*EXERCISE DETAILS*: Count every line below that contains "behavior", then give that count and nothing else.

══════

PR #348, opened 2023-03-04
Add support for sec and ref scenes

sssangha:
Add comprehensive check to parse and manage secondary and reference layers from embedded tropo and SET layers.

### DIFF
--- a/tools/ARIAtools/ARIAProduct.py
+++ b/tools/ARIAtools/ARIAProduct.py
@@ -17,6 +17,7 @@ from osgeo import gdal
 from ARIAtools.url_manager import url_versions
 from ARIAtools.shapefile_util import open_shapefile, save_shapefile
 from ARIAtools.logger import logger
+from ARIAtools.ARIA_global_variables import ARIA_TROPO_INTERNAL
 
 gdal.UseExceptions()
 gdal.PushErrorHandler('CPLQuietErrorHandler')
@@ -433,22 +434,25 @@ class ARIA_standardproduct:
                 '/science/grids/imagingGeometry/azimuthAngle'
             ]
             if version.lower()=='1c':
-                # get weather model name
-                meta = gdal.Info(fname)
-                for i in meta.split():
-                    if '/science/grids/corrections/external/troposphere/' in i:
-                        model_name = i.split('/')[-3]
-                        break
                 lyr_pref = '/science/grids/corrections'
                 sdskeys_addlyrs = [
                     lyr_pref + '/derived/ionosphere/ionosphere',
                     lyr_pref + '/external/tides/solidEarth'
-                        '/reference/solidEarthTide',
-                    lyr_pref + f'/external/troposphere/{model_name}'
-                        '/reference/troposphereWet',
-                    lyr_pref + f'/external/troposphere/{model_name}'
-                        '/reference/troposphereHydrostatic'
+                        '/reference/solidEarthTide'
                 ]
+                # get weather model name(s)
+                meta = gdal.Info(fname)
+                model_name = []
+                for i in meta.split():
+                    if '/science/grids/corrections/external/troposphere/' in i:
+                        model_name.append(i.split('/')[-3])
+                model_name = list(set(model_name))
+                for i in model_name:
+                    sdskeys_addlyrs.append(lyr_pref +
+                        f'/external/troposphere/{i}/reference/troposphereWet')
+                    sdskeys_addlyrs.append(lyr_pref +
+                        f'/external/troposphere/{i}/reference/'
+                        'troposphereHydrostatic')
                 # remove keys not found in product
                 sdskeys_addlyrs = [i for i in sdskeys_addlyrs if i in meta]
                 sdskeys.extend(sdskeys_addlyrs)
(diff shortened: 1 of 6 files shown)


sssangha:
For SET and tropo layers which contain corresponding reference and secondary scenes, the program organizes individual epochs within a `dates` subdirectory below the parent directory where differential fields are computed and deposited, as so:
```
(ARIA-tools) [ssangha@leffe just_SET2]$ ls
DEM  productBoundingBox  solidEarthTide  user_bbox.json
(ARIA-tools) [ssangha@leffe just_SET2]$ ls solidEarthTide/
20211120_20211108  20211120_20211108.aux.xml  20211120_20211108.vrt  20211120_20211108.xml  dates
(ARIA-tools) [ssangha@leffe just_SET2]$ ls solidEarthTide/dates/
20211108  20211108.aux.xml  20211108.vrt  20211108.xml  20211120  20211120.aux.xml  20211120.vrt  20211120.xml
```

sssangha:
@mgovorcin and @bbuzz31 next week I could really use your help to vet and expand upon this in `ariaTSsetup` as we work to interface with and update `prep_aria`. Specifically we need `ariaTSsetup` to setup a stack VRTs pointing to the date subdirectories as opposed to differentials, where the differentials eventually will be only generated if a user runs `ariaExtract` because we don't need/care about those for TS mode.

There are currently two sets of sample products for which the SET and tropo reference/secondary scenes have been inserted, respectively.

For SET refer to the products here: `/u/leffe-data/ssangha/solid_earth_test/A064/products`
And for testing purposes here is a minimum commanline input:
`ariaExtract.py -l 'solidEarthTide' -nt 20 -f "products/*.nc" -d Download -of ISCE --nc_version 1c -w just_SET`

For tropo refer to the products here: `/u/leffe-data/ssangha/solid_earth_test/temp_tropo_test/D071/products`
And for testing purposes here is a minimum commanline input:
`ariaExtract.py -l 'troposphereTotal' -nt 20 -f "products/*.nc" -d Download -of ISCE --nc_version 1c -w just_tropo`

Note @bbuzz31 that I've encountered the following error in this test stack you shared that I didn't see before. Could you please advise? Thanks:
```
>>> from osgeo import gdal
>>> gdal.BuildVRT('/u/leffe-data/ssangha/solid_earth_test/temp_tropo_test/D071/just_tropo/troposphereWet/HRES/dates/20200112', ['NETCDF:"/u/leffe-data/ssangha/solid_earth_test/temp_tropo_test/D071/products/S1-GUNW-D-R-071-tops-20200130_20200112-135156-34956N_32979N-PP-dd0c-v2_0_4.nc":/science/grids/corrections/external/troposphere/HRES/reference/troposphereWet'])
Warning 6: gdalbuildvrt does not support ungeoreferenced image. Skipping NETCDF:"/u/leffe-data/ssangha/solid_earth_test/temp_tropo_test/D071/products/S1-GUNW-D-R-071-tops-20200130_20200112-135156-34956N_32979N-PP-dd0c-v2_0_4.nc":/science/grids/corrections/external/troposphere/HRES/reference/troposphereWet
```

dbekaert:
> Note @bbuzz31 that I've encountered the following error in this test stack you shared that I didn't see before. Could you please advise? Thanks:

Sounds like the CRS was not embedded at the same level.

tools/ARIAtools/ARIAProduct.py
```diff
@@ -433,12 +433,21 @@ def __mappingVersion__(self, fname, version):
                 '/science/grids/imagingGeometry/azimuthAngle'
             ]
             if version.lower()=='1c':
+                # get weather model name
```
dbekaert: line 406. How is scene lenght used again? What are implications of use adding more overlap or making frames larger?

tools/ARIAtools/ARIAProduct.py
```diff
@@ -433,12 +433,21 @@ def __mappingVersion__(self, fname, version):
...
+                meta = gdal.Info(fname)
+                for i in meta.split():
+                    if '/science/grids/corrections/external/troposphere/' in i:
+                        model_name = i.split('/')[-3]
```
dbekaert: @sssangha Can you describe the behavior if two different models are in the product. e.g. product 1 has model A/B and product 2 has model B

tools/ARIAtools/ARIAProduct.py
```diff
@@ -433,12 +433,21 @@ def __mappingVersion__(self, fname, version):
...
+                        break
                 lyr_pref = '/science/grids/corrections'
                 sdskeys_addlyrs = [
                     lyr_pref + '/derived/ionosphere/ionosphere',
-                    lyr_pref + '/external/tides/solidEarth',
-                    lyr_pref + '/external/troposphere/troposphereWet',
-                    lyr_pref + '/external/troposphere/troposphereHydrostatic'
+                    lyr_pref + '/external/tides/solidEarth'
+                        '/reference/solidEarthTide',
+                    lyr_pref + f'/external/troposphere/{model_name}'
```
dbekaert: What is the expected working behavior under scenario if the solid earth tide layer is missing but tropo is present

tools/ARIAtools/ARIAProduct.py
sssangha: Yeah [this part](https://github.com/aria-tools/ARIA-tools/blob/sss_refsec/tools/ARIAtools/ARIAProduct.py#L447-#L449) of the code is intended to assign the weather models as separate keys for this very reason. I.e. as separate keys, they will be sorted as separately within the dictionary.

But it would be a good idea to confirm this is working as I'd intended. @bbuzz31, could you perhaps make a dummy-duplicate layer of HRES in the test files you've provided?

tools/ARIAtools/ARIAProduct.py
sssangha: So I simplified the existing check I had after I realized it didn't work as expected. Now the non-existence of such layers is captured and reported [here](https://github.com/aria-tools/ARIA-tools/blob/sss_refsec/tools/ARIAtools/ARIAProduct.py#L453) and [here](https://github.com/aria-tools/ARIA-tools/blob/sss_refsec/tools/ARIAtools/ARIAProduct.py#L477-#L486) in ARIAProduct. I confirmed it doesn't lead to issues in a test stack Brett provided which had tropo ref/sec, but no SET nor ionosphere.

Through initial sorting in ARIAProduct:
```
WARNING: Expected data layer key ionosphere not found in NETCDF:"/u/leffe-data/ssangha/solid_earth_test/temp_tropo_test/D071/products/S1-GUNW-D-R-071-tops-20200130_20200112-135156-34956N_32979N-PP-dd0c-v2_0_4.nc
WARNING: Expected data layer key solidEarthTide not found in NETCDF:"/u/leffe-data/ssangha/solid_earth_test/temp_tropo_test/D071/products/S1-GUNW-D-R-071-tops-20200130_20200112-135156-34956N_32979N-PP-dd0c-v2_0_4.nc
```

And again at TS stage:
```
WARNING: Stack for default ARIA TS layer ionosphere cannot be generated as it does not exist in any of the input products
WARNING: Stack for default ARIA TS layer solidEarthTide cannot be generated as it does not exist in any of the input products
```

tools/ARIAtools/ARIAProduct.py
bbuzzanga: I tested this with 4 products: all 4 had HRES, 2 also had GMAO. 
The HRES outputs are written correctly, and no GMAO outputs are calculated. I think this is expected behavior.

══════

*ANSWER SPACE*: 3